[Problem to solve] Work out how many lines in the data that follows contain "wrappers". Write nothing but the number.

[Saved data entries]
PR #1135, opened 2016-06-23
Update CoolPropLib.def

JonWel:
Update CoolPropLib.def

And correct type specification for Array inputs in Julia wrapper.

### DIFF
--- a/wrappers/Julia/CoolProp.jl
+++ b/wrappers/Julia/CoolProp.jl
@@ -297,7 +297,7 @@ end
 # rhomolar The pointer to the array of molar density
 # hmolar The pointer to the array of molar enthalpy
 # smolar The pointer to the array of molar entropy
-function AbstractState_update_and_common_out(handle::Clong, input_pair::Clong, value1::Array{Real}, value2::Array{Real}, length::Real, T::Array{Real}, p::Array{Real}, rhomolar::Array{Real}, hmolar::Array{Real}, smolar::Array{Real})
+function AbstractState_update_and_common_out{R<:Real}(handle::Clong, input_pair::Clong, value1::Array{R}, value2::Array{R}, length::Real, T::Array{R}, p::Array{R}, rhomolar::Array{R}, hmolar::Array{R}, smolar::Array{R})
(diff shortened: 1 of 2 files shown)


wrappers/Julia/CoolProp.jl
```diff
@@ -297,7 +297,7 @@ end
 # rhomolar The pointer to the array of molar density
 # hmolar The pointer to the array of molar enthalpy
 # smolar The pointer to the array of molar entropy
-function AbstractState_update_and_common_out(handle::Clong, input_pair::Clong, value1::Array{Real}, value2::Array{Real}, length::Real, T::Array{Real}, p::Array{Real}, rhomolar::Array{Real}, hmolar::Array{Real}, smolar::Array{Real})
+function AbstractState_update_and_common_out{R<:Real}(handle::Clong, input_pair::Clong, value1::Array{R}, value2::Array{R}, length::Real, T::Array{R}, p::Array{R}, rhomolar::Array{R}, hmolar::Array{R}, smolar::Array{R})
```
JonWel: http://docs.julialang.org/en/release-0.4/manual/methods/#parametric-methods

Float64 <: Real => true
Array{Float64 } <: Array{Real} => false
Because of Julia's invariance

wrappers/Julia/CoolProp.jl
```diff
@@ -297,7 +297,7 @@ end
 # rhomolar The pointer to the array of molar density
 # hmolar The pointer to the array of molar enthalpy
 # smolar The pointer to the array of molar entropy
-function AbstractState_update_and_common_out{R<:Real}(handle::Clong, input_pair::Clong, value1::Array{R}, value2::Array{R}, length::Real, T::Array{R}, p::Array{R}, rhomolar::Array{R}, hmolar::Array{R}, smolar::Array{R})
+function AbstractState_update_and_common_out{R1<:Real,R2<:Real,F<:AbstractFloat}(handle::Clong, input_pair::Clong, value1::Array{R1}, value2::Array{R2}, length::Real, T::Array{F}, p::Array{F}, rhomolar::Array{F}, hmolar::Array{F}, smolar::Array{F})
```
JonWel: Outputs of type AbstractFloat should gives 32/64 bit compatibility out of the box.
The inputs can be arrays of Integers or Floats (32 or 64), to the choice. Best in term of performance is to use `Cdouble` as no conversion will be needed.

[Response] 4